» **Your instructions**: Write out the data once more, exactly as it reads.
╭─ Data for analysis
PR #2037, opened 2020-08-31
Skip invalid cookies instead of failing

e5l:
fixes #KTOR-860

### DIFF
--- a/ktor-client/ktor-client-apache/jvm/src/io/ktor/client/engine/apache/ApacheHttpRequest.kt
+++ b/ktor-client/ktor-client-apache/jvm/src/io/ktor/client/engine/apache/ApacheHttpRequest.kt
╰─
» **Answer below**:
PR #2037, opened 2020-08-31
Skip invalid cookies instead of failing

e5l:
fixes #KTOR-860

### DIFF
--- a/ktor-client/ktor-client-apache/jvm/src/io/ktor/client/engine/apache/ApacheHttpRequest.kt
+++ b/ktor-client/ktor-client-apache/jvm/src/io/ktor/client/engine/apache/ApacheHttpRequest.kt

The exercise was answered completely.